Return each entry exactly, omitting nothing.
====== EXERCISE DATA ======
PR #73, opened 2017-05-06
REF: use queues at a lower level

klauer:
- [x] curio.client
 - [x] curio.server
 - [x] threading.client
 - [x] most tests
 - [x] synchronous client (less than ideal)
 - [x] repeater (less than ideal)
 - [x] docs building
 - [x] locking and timeout re-work for threading client

There some additional junk as it's impossible for me to make a single-issue PR:

 - Concept of a shared broadcaster in the thread client (and at least moved out of context in curio client now)
 - Split out constants and broadcaster to separate file from hub

Further TODOs:
   - Further split up `recv()` and command parsing (maximize throughput of socket)
   - ab43f05 was the start of attempting to do less Header/Message creation when not enough bytes are available
    - Special handling of next_command replacement slightly differently in different tests is not good
   - Blame @klauer for breaking everything

### DIFF
--- a/caproto/threading/client.py
+++ b/caproto/threading/client.py
@@ -121,7 +121,7 @@ class SharedBroadcaster:
             for host in ca.get_address_list():
                 self.udp_sock.sendto(bytes_to_send, (host, port))
 
-    def register(self):
+    def register(self, *, wait=True):
         "Register this client with the CA Repeater."
         if self.registered:
             return
@@ -133,7 +133,7 @@ class SharedBroadcaster:
             command = self.broadcaster.register('127.0.0.1')
             self.send(ca.EPICS_CA2_PORT, command)
 
-        while True:
+        while wait:
             with self.command_cond:
                 if self.registered:
                     break
@@ -495,7 +495,7 @@ class Channel:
======
■ WRITTEN SOLUTION:
PR #73, opened 2017-05-06
REF: use queues at a lower level

klauer:
- [x] curio.client
 - [x] curio.server
 - [x] threading.client
 - [x] most tests
 - [x] synchronous client (less than ideal)
 - [x] repeater (less than ideal)
 - [x] docs building
 - [x] locking and timeout re-work for threading client

There some additional junk as it's impossible for me to make a single-issue PR:

 - Concept of a shared broadcaster in the thread client (and at least moved out of context in curio client now)
 - Split out constants and broadcaster to separate file from hub

Further TODOs:
   - Further split up `recv()` and command parsing (maximize throughput of socket)
   - ab43f05 was the start of attempting to do less Header/Message creation when not enough bytes are available
    - Special handling of next_command replacement slightly differently in different tests is not good
   - Blame @klauer for breaking everything

### DIFF
--- a/caproto/threading/client.py
+++ b/caproto/threading/client.py
@@ -121,7 +121,7 @@ class SharedBroadcaster:
             for host in ca.get_address_list():
                 self.udp_sock.sendto(bytes_to_send, (host, port))
 
-    def register(self):
+    def register(self, *, wait=True):
         "Register this client with the CA Repeater."
         if self.registered:
             return
@@ -133,7 +133,7 @@ class SharedBroadcaster:
             command = self.broadcaster.register('127.0.0.1')
             self.send(ca.EPICS_CA2_PORT, command)
 
-        while True:
+        while wait:
             with self.command_cond:
                 if self.registered:
                     break
@@ -495,7 +495,7 @@ class Channel:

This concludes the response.